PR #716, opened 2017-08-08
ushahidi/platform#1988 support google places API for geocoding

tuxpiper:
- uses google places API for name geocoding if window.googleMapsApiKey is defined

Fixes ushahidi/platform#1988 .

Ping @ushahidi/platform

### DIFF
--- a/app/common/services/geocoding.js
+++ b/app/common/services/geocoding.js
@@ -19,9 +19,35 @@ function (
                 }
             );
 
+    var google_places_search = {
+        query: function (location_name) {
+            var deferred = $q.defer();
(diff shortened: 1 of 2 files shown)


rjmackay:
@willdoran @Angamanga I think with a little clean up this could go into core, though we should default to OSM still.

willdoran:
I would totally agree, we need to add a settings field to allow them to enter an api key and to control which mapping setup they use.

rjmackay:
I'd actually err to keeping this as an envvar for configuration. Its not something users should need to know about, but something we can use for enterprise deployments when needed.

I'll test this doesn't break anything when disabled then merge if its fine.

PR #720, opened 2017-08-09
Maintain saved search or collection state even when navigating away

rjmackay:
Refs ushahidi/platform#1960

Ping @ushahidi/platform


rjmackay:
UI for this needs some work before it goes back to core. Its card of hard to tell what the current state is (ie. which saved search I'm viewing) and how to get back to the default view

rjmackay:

----------

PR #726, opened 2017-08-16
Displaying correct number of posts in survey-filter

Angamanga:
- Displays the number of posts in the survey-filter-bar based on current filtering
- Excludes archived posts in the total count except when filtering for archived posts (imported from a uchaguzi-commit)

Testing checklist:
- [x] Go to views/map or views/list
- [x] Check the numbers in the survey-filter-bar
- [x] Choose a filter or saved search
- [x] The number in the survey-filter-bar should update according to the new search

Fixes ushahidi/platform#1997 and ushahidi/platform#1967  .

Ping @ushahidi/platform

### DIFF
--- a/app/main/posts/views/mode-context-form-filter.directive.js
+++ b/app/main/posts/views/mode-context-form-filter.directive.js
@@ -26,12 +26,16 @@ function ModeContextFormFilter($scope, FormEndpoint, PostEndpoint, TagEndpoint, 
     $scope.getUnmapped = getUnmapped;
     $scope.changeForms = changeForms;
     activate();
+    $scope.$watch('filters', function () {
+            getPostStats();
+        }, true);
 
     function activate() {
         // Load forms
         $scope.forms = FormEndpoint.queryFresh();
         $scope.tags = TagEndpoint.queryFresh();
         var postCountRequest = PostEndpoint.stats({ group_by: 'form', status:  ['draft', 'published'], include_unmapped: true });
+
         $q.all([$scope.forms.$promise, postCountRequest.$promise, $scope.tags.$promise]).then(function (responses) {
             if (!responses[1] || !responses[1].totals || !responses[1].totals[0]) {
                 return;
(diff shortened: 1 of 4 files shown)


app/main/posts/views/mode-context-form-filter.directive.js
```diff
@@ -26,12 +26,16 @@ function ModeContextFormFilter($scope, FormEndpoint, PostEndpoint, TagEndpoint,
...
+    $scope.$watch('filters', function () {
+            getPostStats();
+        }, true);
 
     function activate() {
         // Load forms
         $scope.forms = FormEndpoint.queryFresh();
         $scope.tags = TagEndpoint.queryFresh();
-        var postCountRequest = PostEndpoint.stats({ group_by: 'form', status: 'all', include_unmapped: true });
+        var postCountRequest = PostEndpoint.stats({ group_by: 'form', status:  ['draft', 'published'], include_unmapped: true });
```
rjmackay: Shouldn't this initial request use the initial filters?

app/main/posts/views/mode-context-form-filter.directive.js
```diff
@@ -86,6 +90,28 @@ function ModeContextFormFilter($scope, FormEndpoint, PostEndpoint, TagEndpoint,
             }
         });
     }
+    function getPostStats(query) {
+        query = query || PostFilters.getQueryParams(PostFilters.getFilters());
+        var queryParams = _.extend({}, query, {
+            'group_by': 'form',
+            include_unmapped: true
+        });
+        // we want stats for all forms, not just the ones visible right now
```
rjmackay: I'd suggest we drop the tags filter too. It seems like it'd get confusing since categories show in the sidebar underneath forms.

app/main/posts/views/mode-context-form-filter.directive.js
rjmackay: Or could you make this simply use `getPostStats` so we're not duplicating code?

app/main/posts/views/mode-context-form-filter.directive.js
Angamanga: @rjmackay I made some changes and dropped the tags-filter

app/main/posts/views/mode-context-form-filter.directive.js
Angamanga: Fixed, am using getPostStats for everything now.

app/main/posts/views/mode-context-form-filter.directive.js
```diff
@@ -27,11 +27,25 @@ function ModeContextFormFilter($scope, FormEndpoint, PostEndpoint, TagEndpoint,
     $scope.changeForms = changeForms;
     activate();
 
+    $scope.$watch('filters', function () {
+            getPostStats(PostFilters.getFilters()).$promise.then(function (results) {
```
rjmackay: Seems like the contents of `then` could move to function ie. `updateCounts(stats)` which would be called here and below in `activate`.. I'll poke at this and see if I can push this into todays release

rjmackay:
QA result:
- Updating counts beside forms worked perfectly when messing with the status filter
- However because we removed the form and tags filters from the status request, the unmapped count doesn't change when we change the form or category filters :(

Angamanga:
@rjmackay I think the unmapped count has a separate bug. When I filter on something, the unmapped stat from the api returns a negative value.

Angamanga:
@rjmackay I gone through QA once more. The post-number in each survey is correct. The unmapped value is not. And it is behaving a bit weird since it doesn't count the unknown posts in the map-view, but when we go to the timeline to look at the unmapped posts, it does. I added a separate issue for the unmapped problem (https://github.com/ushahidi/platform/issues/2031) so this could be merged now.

----------

§ **EXERCISE GOAL**: Scan the lines above for the word "separate" and copy every one where it occurs.

§ **RESPONSE TO THIS TASK**:
@rjmackay I think the unmapped count has a separate bug. When I filter on something, the unmapped stat from the api returns a negative value.
@rjmackay I gone through QA once more. The post-number in each survey is correct. The unmapped value is not. And it is behaving a bit weird since it doesn't count the unknown posts in the map-view, but when we go to the timeline to look at the unmapped posts, it does. I added a separate issue for the unmapped problem (https://github.com/ushahidi/platform/issues/2031) so this could be merged now.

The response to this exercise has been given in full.